Я понимаю, в конце концов смерть — вещь естественная, это тоже жизнь. Пусть для истории роль личности и невелика, но это уже потом, когда все нынешнее станет историей. А сейчас для живущих, для действующих, для непосредственно окружающих смерть любого всегда оказывается причиной грандиозных перемен, всего сегодняшнего, того, что, глядишь, и станет историей. Смерть — самое влияющее на жизнь событие. И сколько бы ни говорили вокруг, что событие это естественное, нормальное и неизбежное, оно становится страшным. Ведь по какому пути пойдут изменения, мы не можем знать, грядущее непредсказуемо, ибо его нет еще, нет физически, и из каких составных частей оно соберется, знать нам не дано.

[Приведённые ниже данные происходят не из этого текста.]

PR #985, opened 2025-09-16
Fix paragraph wrapping logic and improve DOM mock

samuelhuang:
Fix paragraph wrapping logic and improve DOM mock

The core logic for wrapping phrasing content in paragraphs was flawed,
leading to incorrect HTML output in several edge cases. This change
refactors that logic and improves the test environment's DOM mock to
be more robust and compliant.

The original implementation had two main bugs:
1. It failed to trim trailing whitespace from a paragraph if the
   phrasing content was at the very end of a container `<div>`.
2. It would leave leading whitespace nodes behind as direct children
   of the `<div>` instead of discarding them.

This was fixed in `Readability.js` by replacing the complex `while`
loop with a robust "collect and transform" pattern using a
`DocumentFragment`. This new logic correctly gathers all consecutive
phrasing content, trims any leading or trailing whitespace, and
only then wraps the result in a `<p>` tag.

This refactoring exposed several limitations and latent bugs in the
lightweight DOM mock, `JSDOMParser.js`. The following improvements
were made:
* Added `DocumentFragment` support by implementing the object and the
  `doc.createDocumentFragment()` method.
* Refactored DOM insertion logic (`appendChild()`, `insertBefore()`,
  `replaceChild()`) into a single, efficient `_insertNodesBefore()`
  private helper to ensure correctness and consistency.
* Corrected a bug in the `remove()` method where it was incorrectly
  modifying properties on non-element nodes.
* Made `replaceChild()` robust by correctly handling the edge case
  of a node being replaced by itself.

Finally, the test suite in `test-jsdomparser.js` was updated to
validate these improvements by adding new test cases for the "move"
behavior of `insertBefore()`, a regression test for the bug
found and fixed in the `remove()` method, and a test for the
`replaceChild(node, node)` edge case.


JSDOMParser.js
```diff
@@ -347,26 +347,111 @@
...
+        if (nodes[i].parentNode) {
+          nodes[i].remove();
+        }
       }
 
-      var last = this.lastChild;
-      if (last) {
-        last.nextSibling = child;
+      var refIndex = referenceNode
+        ? this.childNodes.indexOf(referenceNode)
```
brandonawylie, line 363: Are these the top-level children? What if the referenceNode is a sub-child?

JSDOMParser.js
```diff
@@ -347,26 +347,111 @@
       return this.children[this.children.length - 1] || null;
     },
 
-    appendChild(child) {
-      if (child.parentNode) {
-        child.remove();
+    _insertNodesBefore(nodes, referenceNode) {
```
brandonawylie, line 350: Can you add some documentation for this method? What nodes and referenceNode is and what happens if referenceNode is null or not found?

JSDOMParser.js
```diff
@@ -347,26 +347,111 @@
...
-      if (child.nodeType === Node.ELEMENT_NODE) {
-        child.previousElementSibling =
-          this.children[this.children.length - 1] || null;
-        this.children.push(child);
-        child.previousElementSibling &&
-          (child.previousElementSibling.nextElementSibling = child);
+
+      // Find the element reference node.
+      var refElem = referenceNode;
+      while (refElem && refElem.nodeType !== Node.ELEMENT_NODE) {
```
brandonawylie, line 371: I don't understand this while loop, what are you doing here?

brandonawylie (commented):
I think overall JSDOMParser could use a little more inline documentation and clarity, but your changes look good. Let's send this over to gijsk to see what they think.

JSDOMParser.js
samuelhuang: Added documentation to reflect the changes. I also changed the interface, so callers can do more checking (and emit the right errors).

JSDOMParser.js
```diff
@@ -347,26 +347,129 @@
...
+
+        // Store the previous element sibling before more DOM modifications.
+        var prevElem = afterElem
+          ? afterElem.previousElementSibling
+          : this.lastElementChild;
+
+        var afterElemIndex = afterElem ? this.children.indexOf(afterElem) : -1;
+        var elemInsertionPoint =
+          afterElemIndex === -1 ? this.children.length : afterElemIndex;
+        Array.prototype.splice.apply(
```
gijsk, line 429: Same here.

Readability.js
```diff
@@ -1174,23 +1174,39 @@ Readability.prototype = {
...
-                p = doc.createElement("p");
-                node.replaceChild(p, childNode);
-                p.appendChild(childNode);
+              var fragment = doc.createDocumentFragment();
+              // Collect all consecutive phrasing content into a fragment.
+              do {
+                nextSibling = childNode.nextSibling;
+                fragment.appendChild(childNode);
+                childNode = nextSibling;
+              } while (childNode && this._isPhrasingContent(childNode));
```
gijsk, line 1187: I'm curious why you decided to do this this way. The previous code set up a `p` outside the loop. Now there is a loop inside the loop, that still "advances" the outer loop (by manipulating `nextSibling` and `childNode`). That feels a little fragile / hard to follow, and ISTM you could use the fragment strategy but the same logic/structure that existed before. I'd find that easier to read as it maintains having one pass/loop through the nodes, rather than the nested loop.

Here's a gist to illustrate what I mean: https://gist.github.com/gijsk/c3fcb07d3d193a88626e455adafca49c (untested, written in github, ymmv etc.)

test/test-jsdomparser.js
```diff
@@ -223,6 +223,172 @@ describe("Test JSDOM functionality", function () {
...
+    var newEl = doc.createElement("hr");
+    body.insertBefore(newEl, foo);
+    nodeExpect(p.nextSibling, newEl);
+    nodeExpect(newEl.nextSibling, foo);
+    nodeExpect(foo.previousSibling, newEl);
+    nodeExpect(newEl.previousSibling, p);
+    nodeExpect(p.nextElementSibling, newEl);
+    nodeExpect(newEl.nextElementSibling, foo);
+    nodeExpect(foo.previousElementSibling, newEl);
+    nodeExpect(newEl.previousElementSibling, p);
```
gijsk, line 244: Can we also add a test where the previous/next sibling vs element sibling are different?

JSDOMParser.js
```diff
@@ -347,26 +347,129 @@
...
+
+      // Store the previous sibling before we modify the DOM.
+      var prevSibling = afterSibling
+        ? afterSibling.previousSibling
+        : this.lastChild;
+
+      // Insert nodes into childNodes.
+      var insertionPoint = index === -1 ? this.childNodes.length : index;
+      Array.prototype.splice.apply(
+        this.childNodes,
```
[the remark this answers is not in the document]
samuelhuang: Yup, this is doable in spread syntax. But since the file uses old JS constructs (e.g., `.prototype` instead of `class`), so I think it would be better to follow style? Will switch to spread syntax if you insist.

test/test-jsdomparser.js
samuelhuang: Done.

Readability.js
samuelhuang: The helper approach is fine; a nitty consideration would be that code would be moved farther away if wrapped in `function` or even a lambda outside the loop?

My main preference is re. state machine: Previously the state was explicit, and one run loop exists. For the proposed code, state is implicitly represented by where the current instruction is, which I think is more clear. Though caveat is the usage of `do...while`, and having 2 rather verbose trim loops.

gijsk:
> Question: I have the 4 CLs with short comments merged onto main. But my intent is for these to be ephemeral progress in my clone, and then have everything squashed into 1 CL, with the first comment of this thread to be the detailed commit comment?

In future, if this is important to you, please make this clearer ahead of time.

I intended to use "squash", I must have misclicked, and that's on me - but even if I hadn't, github would not have offered to do what you asked for, but just concatenated the commit messages of your 4 commits. I would probably have altered the message to avoid that, but I doubt I would have included all of your initial comment. In any case, as I have now found in practice, asking github for the raw markdown HTML-escapes some of the comment, which is unfortunate. I noticed one of those and fixed manually, but missed another...

> How do we fix this (if possible), and do squash in the future? Thanks!

I made an exception and force pushed to main. I'd much prefer not to do this in future.

samuelhuang:
Thanks for the fix! I'm used to Gerrit and didn't know about the GitHub process. So in the future perhaps I can do the following in my cloned repo?
* Make branch `feature`, set its commit comment to the full one I want on the trunk. When I update I force push.
* Make branch `feature_h` to track change history of `feature`, with short comments.

gijsk:
Honestly, I'm not sure - I'm also not used to github, I'm used to phabricator...

For what you describe, which branch would you push to github? I'd try to just force-push the PR branch every time; I'm assuming github knows how to show the interdiffs regardless, and if not I guess that'll be my lookout... If you want the interdiffs yourself locally and git does not provide them, something like [jj](https://jj-vcs.github.io/jj/latest/tutorial/) can help - that's what I use, anyway.

samuelhuang:
In the case I described I'd just send `feature` out for merge request, and if there's any change, I'd force push onto `feature` my clone, so when merge happens it will just be one commit? Though you've squashed my changes and applied the big comment. Aside from the forced push part (which we should try to avoid), would this be hard to do?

Страшно, всегда страшно, когда умирает кто-то рядом, страшно, когда умирает заведомо хороший человек. Безотчетно страшно, даже если умершего ждет вечное блаженство, которое, может, есть, а может, нет. Мне страшно, потому и мысль моя бьется, крутится на месте, не может отойти в сторону… Собственно, так часто бывает, когда встречаешься со смертью в своем кругу. Страшно и больно, потому что очень уж хороший человек был, но воочию видишь это лишь сейчас, глядя на него мертвого.
Я посмотрел на то, что было его лицом, лбом, головой. Какие мысли бурлили там, какие желания рождались внутри этого тела в молодости — мне и представить невозможно. Конечно, были и тривиальные мысли, наверно, и обычные, может, и низкие желания, но не они определили тот уровень доброты и лучезарности, что так животворили все вокруг. Оказалось, много значил дед для нас при жизни, но сейчас от него не исходило никакого умиротворения… Может, и было какое умиротворение и покой, но не для жизни. Что-то стабильное в отличие от круговерти, где все мы остались, — круговерти, которая и есть жизнь.